Yeah, it's a well-known problem. Every AI company is working on ways to deal with it, one way or another, with clever data center design, and/or clever hardware and software engineering, and/or with clever algorithmic improvements, and/or with clever "agentic recursive LLM" workflows. Anything that actually works is treated like a priceless trade secret. Nothing that can put competitors at a disadvantage will get published any time soon.
There are academics who have been working on it too, most notably Tri Dao and Albert Gu, the key people behind FlashAttention and SSMs like Mamba. There are also lots of ideas out there for compressing the KV cache. No idea if any of them work. I also saw this recently on HN: https://news.ycombinator.com/item?id=46886265 . No idea if it works but the authors are credible. Agentic recursive LLMs look most promising to me right now. See https://arxiv.org/abs/2512.24601 for an intro to them.
disagree with this: IMO the primary reason that these still need to exist is for when the agent messes up (e.g reads a file that is too large like a bundle file), or when you run a grep command in a large codebase and end up hitting way too many files, overloading context.
Otherwise lots of interesting stuff in this article!
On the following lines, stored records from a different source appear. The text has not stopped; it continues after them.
PR #1108, opened 2017-11-22
statemanager: handle non-existent file on startup

### LINKED ISSUE #722: On first startup, agent tries to remove old state file that does not exist
> 2017-03-03T02:41:51Z [INFO] Created new registry key: HKEY_LOCAL_MACHINE\SOFTWARE\Amazon\ECS Agent\State File
2017-03-03T02:41:51Z [ERROR] Error removing old file ; err remove : The system cannot find the path specified.

There's no old state file to remove, but the agent tries to remove `""` which does not exist.

There is no impact to this bug except the log line above.

adnxn:
### Summary

Merging @vsiddharth's fix into dev: https://github.com/vsiddharth/amazon-ecs-agent/commit/23dfb18aa66bcc791f70ec546003ec0c99776ced

This patch ensures that the statemanager does not attempt to remove the
old("")
state file on startup.

Fixes #722

### Testing

New tests cover the changes: 

### Licensing

yes

### DIFF
--- a/agent/statemanager/state_manager_windows.go
+++ b/agent/statemanager/state_manager_windows.go
@@ -146,9 +146,14 @@ func (manager *basicStateManager) writeFile(data []byte) error {
 		seelog.Errorf("Failed to save the data file path: %v", err)
 		return err
 	}
+	if oldFile == "" {
+		return nil
+	}
+
 	err = deps.fs.Remove(oldFile)
 	if err != nil {
 		seelog.Errorf("Error removing old file %s; err %v", oldFile, err)
+		return err
 	}
 	return nil
 }
--- a/agent/statemanager/state_manager_windows_test.go
+++ b/agent/statemanager/state_manager_windows_test.go
@@ -211,4 +211,27 @@ func TestStateManagerSave(t *testing.T) {
 	assert.Nil(t, err)
 }
 
+func TestStateManagerNoOldStateRemoval(t *testing.T) {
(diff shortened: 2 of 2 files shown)


agent/statemanager/state_manager_windows.go
```diff
@@ -146,9 +146,12 @@ func (manager *basicStateManager) writeFile(data []byte) error {
 		seelog.Errorf("Failed to save the data file path: %v", err)
 		return err
 	}
-	err = deps.fs.Remove(oldFile)
-	if err != nil {
-		seelog.Errorf("Error removing old file %s; err %v", oldFile, err)
+	if oldFile != "" {
```
samuelkarp: Can you invert this so that the normal case is unindented?

```go

if oldFile == "" {
	return nil
}
// do the removal
```

agent/statemanager/state_manager_windows.go
```diff
@@ -146,11 +146,15 @@ func (manager *basicStateManager) writeFile(data []byte) error {
...
+		return nil
+	}
+
 	err = deps.fs.Remove(oldFile)
 	if err != nil {
 		seelog.Errorf("Error removing old file %s; err %v", oldFile, err)
+		return err
 	}
-	return nil
 }
```
aaithal: i think you still need `return nil` here.

adnxn: oops. appveyor was telling me the same thing -> `agent\statemanager\state_manager_windows.go:158: missing return at end of function
`

PR #1109, opened 2017-11-22
adding a 'awsvpc' functional test

aaithal:
The test starts a task with an 'nginx' container, gets the ip address of
the container by descrining the task and queries the ip address for a
response from the nginx container.

### Summary

Adding a 'awsvpc' functional test

### Implementation details

The `TestNetworkModeAWSVPC ` test starts a task with an 'nginx' container, gets the ip address of the container by describing the task and queries the ip address for a response from the nginx container.

### Testing

New tests cover the changes: Yes, the test is the test

### Licensing

### DIFF
--- a/agent/functional_tests/util/utils.go
+++ b/agent/functional_tests/util/utils.go
@@ -18,7 +18,6 @@ package util
 import (
 	"crypto/md5"
 	"encoding/json"
-	"errors"
 	"fmt"
 	"io/ioutil"
 	"net/http"
@@ -39,6 +38,7 @@ import (
 	"github.com/aws/aws-sdk-go/service/cloudwatch"
 	"github.com/aws/aws-sdk-go/service/iam"
 	docker "github.com/fsouza/go-dockerclient"
+	"github.com/pkg/errors"
 	"golang.org/x/net/context"
 )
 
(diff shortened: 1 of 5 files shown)


agent/functional_tests/util/utils.go
```diff
@@ -220,6 +221,48 @@ func (agent *TestAgent) StartTaskWithTaskDefinitionOverrides(t *testing.T, task
...
+	})
+	if err != nil {
+		return nil, err
+	}
+	if len(resp.Failures) != 0 || len(resp.Tasks) == 0 {
+		return nil, errors.New("Failure starting task: " + *resp.Failures[0].Reason)
+	}
+
+	task := resp.Tasks[0]
+	agent.t.Logf("Started task: %s\n", *task.TaskArn)
```
richardpen: Why `agent.t` instead of `t`?

agent/functional_tests/util/utils.go
```diff
@@ -533,6 +577,14 @@ func (task *TestTask) Stop() error {
 	return err
 }
 
+func (task *TestTask) GetAttachmentInfo() ([]*ecs.KeyValuePair, error) {
```
richardpen: Can you add comment for this method?

agent/functional_tests/util/utils.go
aaithal: because it's there :) I'll modify this so as to not pass the `testing.T` object again

agent/functional_tests/util/utils.go
aaithal: sure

Having a precise calculator was very useful for the idea of how many things we should be putting into an agent loop to get a cost optimum (and not just a performance optimum) for our tasks, which is something that's been pretty underserved.
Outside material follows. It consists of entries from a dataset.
PR #1116, opened 2017-11-28
Adding functional tests for execution roles

richardpen:
### Summary

Add functional test for using execution roles with ECR pull and awslogs

### Testing

New tests cover the changes: 

### Licensing

### DIFF
--- a/Makefile
+++ b/Makefile
@@ -99,7 +99,7 @@ test-in-docker:
 	# Privileged needed for docker-in-docker so integ tests pass
 	docker run --net=none -v "$(PWD):/go/src/github.com/aws/amazon-ecs-agent" --privileged "amazon/amazon-ecs-agent-test:make"
 
-run-functional-tests: testnnp test-registry
+run-functional-tests: testnnp test-registry ecr-execution-role-image
 	. ./scripts/shared_env && go test -tags functional -timeout=30m -v ./agent/functional_tests/...
 
 testnnp:
@@ -144,7 +144,7 @@ volumes-test:
 
 # TODO, replace this with a build on dockerhub or a mechanism for the
 # functional tests themselves to build this
-.PHONY: squid awscli fluentd gremlin taskmetadata-validator image-cleanup-test-images
+.PHONY: squid awscli fluentd gremlin taskmetadata-validator image-cleanup-test-images ecr-execution-role-image
 squid:
 	$(MAKE) -C misc/squid $(MFLAGS)
 
@@ -162,6 +162,8 @@ image-cleanup-test-images:
 
 taskmetadata-validator:
 	$(MAKE) -C misc/taskmetadata-validator $(MFLAGS)
+ecr-execution-role-image:
+	$(MAKE) -C misc/ecr $(MFLAGS)
 
 .get-deps-stamp:
 	go get golang.org/x/tools/cmd/cover
--- a/agent/functional_tests/README.md
+++ b/agent/functional_tests/README.md
@@ -59,6 +59,12 @@ done first:
   `iptables -t nat -A OUTPUT -d 169.254.170.2 -p tcp -m tcp --dport 80 -j REDIRECT --to-ports 51679`
   and `export TEST_TASK_IAM_ROLE_NET_HOST=true`
 
+#### Additional setup for EXECUTION roles
+In order to run ExecutionRole functional tests, the following environment variable needs to be set:
+`TEST_EXECUTION_ROLE`: true, whether to run the test `TestExecutionRole`.
+`ECS_FTS_EXECUTIONROLE_ECR_IMAGE`: container image from ECR, the container image
+used for this test, which should output `hello world`.
+
 ### Windows
 
 Before running these tests, you should build the ECS agent (as `agent.exe`) and
--- a/agent/functional_tests/README.md
+++ b/agent/functional_tests/README.md
@@ -42,12 +42,10 @@ execution behavior:
 * `ECS_FTEST_FORCE_NET_HOST`: Run the agent with `--net=host`
 
 #### Additional setup for IAM roles
-In order to run TaskIamRole functional tests, the following steps should b
+In order to run TaskIamRole functional tests, the following steps should be
 done first:
 * Run command: `sysctl -w net.ipv4.conf.all.route_localnet=1` and
   `iptables -t nat -A PREROUTING -p tcp -d 169.254.170.2 --dport 80 -j DNAT --to-destination 127.0.0.1:51679`.
-* Set the environment variable to enable the test under default network mode:
-  `export TEST_TASK_IAM_ROLE=true`.
 * Set the environment variable of IAM roles the test will use:
   `export TASK_IAM_ROLE_ARN="iam role arn"`. The role should have the
   `ec2:DescribeRegions` permission and have a trust relationship with
@@ -55,13 +53,16 @@ done first:
   isn't set, the test will use the IAM role attached to the instance profile.
   In this case, the IAM role should additionally have the
   `iam:GetInstanceProfile` permission.
+* To skip the test `TestTaskIAMRolesDefaultNetworkMode`, please set `TEST_DISABLE_TASK_IAM_ROLE` to be true.
 * Testing under net=host network mode requires additional commands:
   `iptables -t nat -A OUTPUT -d 169.254.170.2 -p tcp -m tcp --dport 80 -j REDIRECT --to-ports 51679`
-  and `export TEST_TASK_IAM_ROLE_NET_HOST=true`
+* To skip the test `TestTaskIAMRolesNetHostMode`, please set `TEST_DISABLE_TASK_IAM_ROLE_NET_HOST` to be true.
+
 
 #### Additional setup for EXECUTION roles
-In order to run ExecutionRole functional test, the following environment variable needs to be set:
-`TEST_EXECUTION_ROLE`: true, whether to run the test `TestExecutionRole`.
+* In order to run ExecutionRole functional test, the following environment variable needs to be set:
+* `ECS_FTS_EXECUTION_ROLE`: execution role arn. The role should have permission to cloudwatch logs and ECR pull.
+* To skip the test `TestExecutionRole`, please set `TEST_DISABLE_EXECUTION_ROLE` to be true.
 
 ### Windows
 
--- a/agent/functional_tests/README.md
+++ b/agent/functional_tests/README.md
@@ -60,10 +60,8 @@ done first:
   and `export TEST_TASK_IAM_ROLE_NET_HOST=true`
 
 #### Additional setup for EXECUTION roles
-In order to run ExecutionRole functional tests, the following environment variable needs to be set:
+In order to run ExecutionRole functional test, the following environment variable needs to be set:
 `TEST_EXECUTION_ROLE`: true, whether to run the test `TestExecutionRole`.
-`ECS_FTS_EXECUTIONROLE_ECR_IMAGE`: container image from ECR, the container image
-used for this test, which should output `hello world`.
 
 ### Windows
 
--- a/agent/functional_tests/tests/functionaltests_unix_test.go
+++ b/agent/functional_tests/tests/functionaltests_unix_test.go
@@ -704,3 +704,63 @@ func TestTaskMetadataValidator(t *testing.T) {
 
 	assert.Equal(t, 42, exitCode, fmt.Sprintf("Expected exit code of 42; got %d", exitCode))
 }
+
+// TestExecutionRole verifies that task can use the execution credentials to pull from ECR and
+// send logs to cloudwatch with awslogs driver
+func TestExecutionRole(t *testing.T) {
+	if os.Getenv("TEST_EXECUTION_ROLE") != "true" {
+		t.Skip("TEST_EXECUTION_ROLE was not set to true")
+	}
+
+	RequireDockerVersion(t, ">=17.06.2-ce") // awslogs drivers with execution role available from docker 17.06.2
+	cwlClient := cloudwatchlogs.New(session.New(), aws.NewConfig().WithRegion(*ECS.Config.Region))
+
+	agentOptions := AgentOptions{
+		ExtraEnvironment: map[string]string{
+			"ECS_AVAILABLE_LOGGING_DRIVERS":             `["awslogs"]`,
+			"ECS_ENABLE_AWSLOGS_EXECUTIONROLE_OVERRIDE": "true",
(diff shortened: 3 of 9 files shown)


agent/functional_tests/tests/functionaltests_unix_test.go
```diff
@@ -669,3 +669,65 @@ func TestMetadataServiceValidator(t *testing.T) {
...
+	testTask, err := agent.StartTaskWithTaskDefinitionOverrides(t, "execution-role", tdOverrides)
+	require.NoError(t, err, "Expected to start task using awslogs driver failed")
+
+	// Wait for the container to start
+	testTask.WaitRunning(waitTaskStateChangeDuration)
+	strs := strings.Split(*testTask.TaskArn, "/")
+	taskId := strs[len(strs)-1]
+
+	// Delete the log stream after the test
+	defer func() {
```
aaithal: minor: you can just do `defer cwlClient.DeleteLogStream(...)` here

agent/functional_tests/README.md
```diff
@@ -59,6 +59,12 @@ done first:
   `iptables -t nat -A OUTPUT -d 169.254.170.2 -p tcp -m tcp --dport 80 -j REDIRECT --to-ports 51679`
   and `export TEST_TASK_IAM_ROLE_NET_HOST=true`
 
+#### Additional setup for EXECUTION roles
+In order to run ExecutionRole functional tests, the following environment variable needs to be set:
+`TEST_EXECUTION_ROLE`: true, whether to run the test `TestExecutionRole`.
+`ECS_FTS_EXECUTIONROLE_ECR_IMAGE`: container image from ECR, the container image
```
aaithal: Instead of this, can we build the ecr image and upload it to ecr in the test itself?

agent/functional_tests/tests/functionaltests_unix_test.go
```diff
@@ -669,3 +669,65 @@ func TestMetadataServiceValidator(t *testing.T) {
...
+	tdOverrides["$$$$EXECUTION_ROLE$$$$"] = os.Getenv("ECS_FTS_EXECUTION_ROLE")
+	tdOverrides["$$$$IMAGE$$$$"] = os.Getenv("ECS_FTS_EXECUTIONROLE_ECR_IMAGE")
+
+	testTask, err := agent.StartTaskWithTaskDefinitionOverrides(t, "execution-role", tdOverrides)
+	require.NoError(t, err, "Expected to start task using awslogs driver failed")
+
+	// Wait for the container to start
+	testTask.WaitRunning(waitTaskStateChangeDuration)
+	strs := strings.Split(*testTask.TaskArn, "/")
+	taskId := strs[len(strs)-1]
```
adnxn: we could use the `aws-sdk-go/aws/arn`'s parser here. similar to how we use it in `task.go` [here](https://github.com/aws/amazon-ecs-agent/blob/dev/agent/api/task.go#L1033)

agent/functional_tests/tests/functionaltests_unix_test.go
```diff
@@ -669,3 +669,65 @@ func TestMetadataServiceValidator(t *testing.T) {
...
+	params := &cloudwatchlogs.GetLogEventsInput{
+		LogGroupName:  aws.String(awslogsLogGroupName),
+		LogStreamName: aws.String(fmt.Sprintf("ecs-functional-tests/executionrole-awslogs-test/%s", taskId)),
+	}
+
+	resp, err := waitCloudwatchLogs(cwlClient, params)
+	require.NoError(t, err, "CloudWatchLogs get log failed")
+	assert.Len(t, resp.Events, 1, fmt.Sprintf("Get unexpected number of log events: %d", len(resp.Events)))
+	assert.Equal(t, *resp.Events[0].Message, "hello world", fmt.Sprintf("Got log events message unexpected: %s", *resp.Events[0].Message))
+	// Search the audit log to verify the credential request from awslogs driver
```
adnxn: oh this is a good idea, i didn't think to check the audit log in the functional test as well.

Makefile
```diff
@@ -160,6 +160,9 @@ fluentd:
 image-cleanup-test-images:
 	$(MAKE) -C misc/image-cleanup-test-images $(MFLAGS)
 
+functional-tests-image:
```
aaithal: can you rename this to something more descriptive? Example: `ecr-execution-role-image`

Makefile
```diff
@@ -22,7 +22,7 @@ ECS_CNI_REPOSITORY_REVISION=master
 ECS_CNI_REPOSITORY_SRC_DIR=$(PWD)/amazon-ecs-cni-plugins
 
 
-.PHONY: all gobuild static docker release certs test clean netkitten test-registry run-functional-tests gremlin benchmark-test gogenerate run-integ-tests image-cleanup-test-images pause-container get-cni-sources cni-plugins
+.PHONY: all gobuild static docker release certs test clean netkitten test-registry run-functional-tests gremlin benchmark-test gogenerate run-integ-tests image-cleanup-test-images pause-container get-cni-sources cni-plugins functional-tests-image
```
aaithal: instead of adding the new target here, can you please add it in line 147?

agent/functional_tests/README.md
```diff
@@ -59,6 +59,11 @@ done first:
   `iptables -t nat -A OUTPUT -d 169.254.170.2 -p tcp -m tcp --dport 80 -j REDIRECT --to-ports 51679`
   and `export TEST_TASK_IAM_ROLE_NET_HOST=true`
 
+#### Additional setup for EXECUTION roles
+In order to run ExecutionRole functional tests, the following environment variable needs to be set:
```
aaithal: nit: %s/tests/test/

agent/functional_tests/README.md
```diff
@@ -59,6 +59,11 @@ done first:
...
+`TEST_EXECUTION_ROLE`: true, whether to run the test `TestExecutionRole`.
+used for this test, which should output `hello world`.
```
aaithal: nit: which is expected to print "hello world" to stdout

agent/functional_tests/tests/functionaltests_unix_test.go
```diff
@@ -669,3 +669,66 @@ func TestMetadataServiceValidator(t *testing.T) {
...
 }
+
+// TestExecutionRole verifies that task can use the execution credentials to pull from ECR and
+// send logs to cloudwatch with awslogs driver
+func TestExecutionRole(t *testing.T) {
+	if os.Getenv("TEST_EXECUTION_ROLE") != "true" {
+		t.Skip("TEST_EXECUTION_ROLE was not set to true")
+	}
+
+	RequireDockerVersion(t, ">=17.06.2-ce") // awslogs drivers with execution role available from docker 17.06.2
```
aaithal: didn't you mention in another PR that `-ce` would not be expected? do we need it here?

agent/functional_tests/tests/functionaltests_unix_test.go
```diff
@@ -669,3 +669,66 @@ func TestMetadataServiceValidator(t *testing.T) {
...
+			"51679/tcp": {
+				"HostIP":   "0.0.0.0",
+				"HostPort": "51679",
+			},
+		},
+	}
+	agent := RunAgent(t, &agentOptions)
+	defer agent.Cleanup()
+	tdOverrides := make(map[string]string)
+	accountID, err := GetAccountID()
```
aaithal: it seems like it'd be better to do this before even running the agent so that we fail fast.

agent/functional_tests/tests/functionaltests_unix_test.go
aaithal: let's use sdk's `arn` package here

misc/ecr/build.sh
```diff
@@ -0,0 +1,29 @@
...
+eval $(aws ecr get-login --region ${region} --no-include-email)
+repository=${accountID}.dkr.ecr.${region}.amazonaws.com/executionrole:fts
+
+if ! aws ecr describe-repositories --region ${region}| grep -q 'repositoryName": "executionrole"' ;
+then
+    aws ecr create-repository --region ${region} --repository-name executionrole
+fi
+
+docker build -t ${repository} .
+docker push ${repository}
```
aaithal: I wonder if we can avoid uploading the image to ECR on each build (using md5sum of the executable as a tag or something). If not, we should at least set the life cycle policy on this repo.

agent/functional_tests/tests/functionaltests_unix_test.go
richardpen: Actually we needed it, I tested that the `17.06.2-ce>=17.06.2` will return false, I have modified in line 674 also.

samuelkarp:
> Actually we needed it, I tested that the `17.06.2-ce>=17.06.2` will return false, I have modified in line 674 also.

The comparator we're using follows [SemVer 2.0.0](https://semver.org/) where a `-` indicates a prerelease (which would imply that `-ce` is a prerelease).  Docker doesn't follow SemVer, so using that as our comparator is probably wrong.  Instead, we should probably treat `-ce` and `-ee*` as special.

agent/functional_tests/tests/functionaltests_unix_test.go
```diff
@@ -704,3 +704,67 @@ func TestTaskMetadataValidator(t *testing.T) {
...
+			},
+		},
+	}
+	agent := RunAgent(t, &agentOptions)
+	defer agent.Cleanup()
+	tdOverrides := make(map[string]string)
+	testImage := fmt.Sprintf("%s.dkr.ecr.%s.amazonaws.com/executionrole:fts", accountID, *ECS.Config.Region)
+
+	tdOverrides["$$$$TEST_REGION$$$$"] = *ECS.Config.Region
+	tdOverrides["$$$$EXECUTION_ROLE$$$$"] = os.Getenv("ECS_FTS_EXECUTION_ROLE")
```
adnxn: we should have some documentation on how `ECS_FTS_EXECUTION_ROLE` is set.

agent/functional_tests/tests/functionaltests_unix_test.go
```diff
@@ -704,3 +704,67 @@ func TestTaskMetadataValidator(t *testing.T) {
...
 }
+
+// TestExecutionRole verifies that task can use the execution credentials to pull from ECR and
+// send logs to cloudwatch with awslogs driver
+func TestExecutionRole(t *testing.T) {
+	if os.Getenv("TEST_EXECUTION_ROLE") != "true" {
+		t.Skip("TEST_EXECUTION_ROLE was not set to true")
+	}
+
+	RequireDockerVersion(t, ">=17.06.2-ce") // awslogs drivers with execution role available from docker 17.06.2
```
sharanyad: Is there a remote API version which supports execution role, that we can use to compare, instead of the Docker version itself?

richardpen: It's the same as version in this case, since this version has a patch so it will have the same API version as the one without patch.

agent/functional_tests/tests/functionaltests_unix_test.go
```diff
@@ -322,20 +322,20 @@ func TestAWSLogsDriver(t *testing.T) {
 
 	// Wait for the container to start
 	testTask.WaitRunning(waitTaskStateChangeDuration)
-	strs := strings.Split(*testTask.TaskArn, "/")
-	taskId := strs[len(strs)-1]
+	taskID, err := GetTaskID(*testTask.TaskArn)
```
aaithal: please use `aws.StringValue()` here

agent/functional_tests/tests/functionaltests_unix_test.go
```diff
@@ -704,3 +704,67 @@ func TestTaskMetadataValidator(t *testing.T) {
...
+
+	cwlClient := cloudwatchlogs.New(session.New(), aws.NewConfig().WithRegion(*ECS.Config.Region))
+
+	agentOptions := AgentOptions{
+		ExtraEnvironment: map[string]string{
+			"ECS_AVAILABLE_LOGGING_DRIVERS":             `["awslogs"]`,
+			"ECS_ENABLE_AWSLOGS_EXECUTIONROLE_OVERRIDE": "true",
+			"ECS_ENABLE_TASK_IAM_ROLE":                  "true",
+		},
+		PortBindings: map[docker.Port]map[string]string{
```
aaithal: why not just launch the agent in `host` networking mode here?

agent/functional_tests/tests/functionaltests_unix_test.go
```diff
@@ -704,3 +704,67 @@ func TestTaskMetadataValidator(t *testing.T) {
...
+				"HostPort": "51679",
+			},
+		},
+	}
+	agent := RunAgent(t, &agentOptions)
+	defer agent.Cleanup()
+	tdOverrides := make(map[string]string)
+	testImage := fmt.Sprintf("%s.dkr.ecr.%s.amazonaws.com/executionrole:fts", accountID, *ECS.Config.Region)
+
+	tdOverrides["$$$$TEST_REGION$$$$"] = *ECS.Config.Region
```
aaithal: please use `aws.StringValue()` here (and in other places where you're dereferencing pointers in this file)

agent/functional_tests/util/utils.go
```diff
@@ -740,3 +746,38 @@ func getSubnetID() (string, error) {
...
+	parsedARN, err := arn.Parse(taskARN)
+	if err != nil {
+		return "", errors.Wrapf(err, "task get-id: malformed taskARN: %s", taskARN)
+	}
+
+	// Get task resource section
+	resource := parsedARN.Resource
+
+	if !strings.Contains(resource, arnResourceDelimiter) {
+		return "", errors.New(fmt.Sprintf("task get-id: malformed task resource: %s", resource))
```
aaithal: you can just do `errors.Errorf()` here

agent/functional_tests/util/utils.go
```diff
@@ -740,3 +746,38 @@ func getSubnetID() (string, error) {
...
+	}
+
+	resourceSplit := strings.SplitN(resource, arnResourceDelimiter, arnResourceSections)
+	if len(resourceSplit) != arnResourceSections {
+		return "", errors.New(fmt.Sprintf("task get-id: invalid task resource split: %s, expected=%d, actual=%d", resource, arnResourceSections, len(resourceSplit)))
```
aaithal: you can just do `errors.Errorf()` here

agent/functional_tests/tests/functionaltests_unix_test.go
richardpen: It should also work, I'll make the change.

You'd think cost is an easy talking point to help people care but the starting points for people are so heterogeneous that it's tough to show them they can take control of this measurement themselves.
I say the latter because the article is a point in time and if they didn't have a recurrent observation around this, some aspects may radically change depending on the black box implementations of the integrations they depend on (or even the pricing strategies).
LLMs will have to eventually cross this hurdle before they become our replacements
Most caching is done without hints from the application at this point, but I think some APIs are starting to take hints or explicit controls for keeping state associated with specific input tokens in memory, so these costs will go down, in essence you really don't reprocess the input token at inference, if you own the hardware it's quite trivial to infer one output token at a time, there's no additional cost, if you have 50k input tokens, and you generate 1 output token, it's not like you have to "reinfer" the 50k input tokens before you output the second token.
To put it in simple terms, the time it takes to generate the Millionth output token is the same as the first output token.
This is relevant in an application I'm working on where I check the logprobs and not always choose the most likely token(for example by implementing a custom logit_bias mechanism client-side), so you can infer 1 output token at a time. This is not quite possible with most APIs, but if you control the hardware and use (virtually) 0 cost cached tokens, you can do it.
So bottomline, cached input tokens are almost virtually free naturally (unless you hold them for a loong period of time), the price of cached input APIs is probably due to the lack of API negotiation as to what inputs you want to cache. As APIs and self-hosted solutions evolve, we will likely see the cost of cached inputs masssively drop down to almost 0. With efficient application programming the only accounting should be for output tokens and system prompts. Your output tokens shouldn't be charged again as inputs, at least not more than once.